- **EXERCISE DESCRIPTION**: Output, word for word, the lines of this listing that fall between the line with "to handle both" and the line with "Introduced a new", counting both of those lines, and no others.
::: MATERIAL FOR THIS EXERCISE :::
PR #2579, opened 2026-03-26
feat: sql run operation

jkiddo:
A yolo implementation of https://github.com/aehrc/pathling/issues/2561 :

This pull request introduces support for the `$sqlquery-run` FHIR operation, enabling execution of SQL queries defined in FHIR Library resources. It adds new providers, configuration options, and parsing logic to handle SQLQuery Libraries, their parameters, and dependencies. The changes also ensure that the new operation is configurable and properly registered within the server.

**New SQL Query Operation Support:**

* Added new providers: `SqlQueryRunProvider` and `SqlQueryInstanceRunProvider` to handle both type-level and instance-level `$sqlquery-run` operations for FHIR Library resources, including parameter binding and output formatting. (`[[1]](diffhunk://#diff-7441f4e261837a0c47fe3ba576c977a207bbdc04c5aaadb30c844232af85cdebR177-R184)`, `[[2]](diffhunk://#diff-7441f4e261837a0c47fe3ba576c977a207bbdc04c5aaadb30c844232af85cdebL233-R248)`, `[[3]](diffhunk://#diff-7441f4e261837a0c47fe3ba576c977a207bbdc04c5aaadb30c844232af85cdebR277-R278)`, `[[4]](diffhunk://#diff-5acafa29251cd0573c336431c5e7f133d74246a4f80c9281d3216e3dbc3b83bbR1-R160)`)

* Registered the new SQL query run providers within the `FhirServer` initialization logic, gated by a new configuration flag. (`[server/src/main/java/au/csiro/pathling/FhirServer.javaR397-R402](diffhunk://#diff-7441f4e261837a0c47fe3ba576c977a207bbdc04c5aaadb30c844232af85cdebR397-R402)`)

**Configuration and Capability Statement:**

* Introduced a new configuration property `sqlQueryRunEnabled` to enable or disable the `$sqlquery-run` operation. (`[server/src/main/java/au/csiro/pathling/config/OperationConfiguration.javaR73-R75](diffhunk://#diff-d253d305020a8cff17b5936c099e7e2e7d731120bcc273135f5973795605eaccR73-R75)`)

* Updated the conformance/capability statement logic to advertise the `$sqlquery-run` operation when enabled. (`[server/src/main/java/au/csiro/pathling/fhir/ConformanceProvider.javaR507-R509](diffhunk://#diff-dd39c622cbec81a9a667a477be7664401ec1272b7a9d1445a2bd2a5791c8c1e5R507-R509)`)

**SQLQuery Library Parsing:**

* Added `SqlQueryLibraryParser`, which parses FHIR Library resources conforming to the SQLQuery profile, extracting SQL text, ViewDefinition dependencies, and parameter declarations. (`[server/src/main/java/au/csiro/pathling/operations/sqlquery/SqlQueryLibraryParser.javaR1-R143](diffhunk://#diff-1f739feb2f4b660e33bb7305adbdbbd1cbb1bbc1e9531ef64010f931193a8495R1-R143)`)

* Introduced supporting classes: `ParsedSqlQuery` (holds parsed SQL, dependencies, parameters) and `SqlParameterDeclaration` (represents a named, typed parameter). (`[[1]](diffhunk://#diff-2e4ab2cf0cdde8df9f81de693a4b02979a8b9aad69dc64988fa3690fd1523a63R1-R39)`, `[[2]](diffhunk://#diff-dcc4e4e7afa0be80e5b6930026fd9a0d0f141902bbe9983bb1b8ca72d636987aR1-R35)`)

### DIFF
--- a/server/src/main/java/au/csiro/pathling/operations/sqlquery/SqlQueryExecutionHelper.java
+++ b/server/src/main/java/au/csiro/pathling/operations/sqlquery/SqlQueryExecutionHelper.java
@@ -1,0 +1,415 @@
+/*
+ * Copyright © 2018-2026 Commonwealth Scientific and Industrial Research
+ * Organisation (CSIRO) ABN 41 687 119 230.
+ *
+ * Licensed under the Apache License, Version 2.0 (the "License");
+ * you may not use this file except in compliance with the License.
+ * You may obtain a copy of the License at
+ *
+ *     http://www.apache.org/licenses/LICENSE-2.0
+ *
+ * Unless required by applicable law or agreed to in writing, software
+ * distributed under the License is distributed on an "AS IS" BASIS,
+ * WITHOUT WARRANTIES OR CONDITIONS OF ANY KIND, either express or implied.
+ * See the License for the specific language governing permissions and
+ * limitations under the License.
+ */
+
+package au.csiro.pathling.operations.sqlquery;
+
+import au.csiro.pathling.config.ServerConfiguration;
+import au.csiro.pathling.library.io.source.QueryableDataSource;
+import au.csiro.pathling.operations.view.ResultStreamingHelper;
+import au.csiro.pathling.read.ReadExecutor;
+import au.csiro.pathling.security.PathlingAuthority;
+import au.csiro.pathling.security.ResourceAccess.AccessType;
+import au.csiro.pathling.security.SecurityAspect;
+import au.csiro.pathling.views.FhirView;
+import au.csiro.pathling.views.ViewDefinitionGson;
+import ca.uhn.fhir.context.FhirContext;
:::
- **TASK SOLUTION**:
* Added new providers: `SqlQueryRunProvider` and `SqlQueryInstanceRunProvider` to handle both type-level and instance-level `$sqlquery-run` operations for FHIR Library resources, including parameter binding and output formatting. (`[[1]](diffhunk://#diff-7441f4e261837a0c47fe3ba576c977a207bbdc04c5aaadb30c844232af85cdebR177-R184)`, `[[2]](diffhunk://#diff-7441f4e261837a0c47fe3ba576c977a207bbdc04c5aaadb30c844232af85cdebL233-R248)`, `[[3]](diffhunk://#diff-7441f4e261837a0c47fe3ba576c977a207bbdc04c5aaadb30c844232af85cdebR277-R278)`, `[[4]](diffhunk://#diff-5acafa29251cd0573c336431c5e7f133d74246a4f80c9281d3216e3dbc3b83bbR1-R160)`)

* Registered the new SQL query run providers within the `FhirServer` initialization logic, gated by a new configuration flag. (`[server/src/main/java/au/csiro/pathling/FhirServer.javaR397-R402](diffhunk://#diff-7441f4e261837a0c47fe3ba576c977a207bbdc04c5aaadb30c844232af85cdebR397-R402)`)

**Configuration and Capability Statement:**

* Introduced a new configuration property `sqlQueryRunEnabled` to enable or disable the `$sqlquery-run` operation. (`[server/src/main/java/au/csiro/pathling/config/OperationConfiguration.javaR73-R75](diffhunk://#diff-d253d305020a8cff17b5936c099e7e2e7d731120bcc273135f5973795605eaccR73-R75)`)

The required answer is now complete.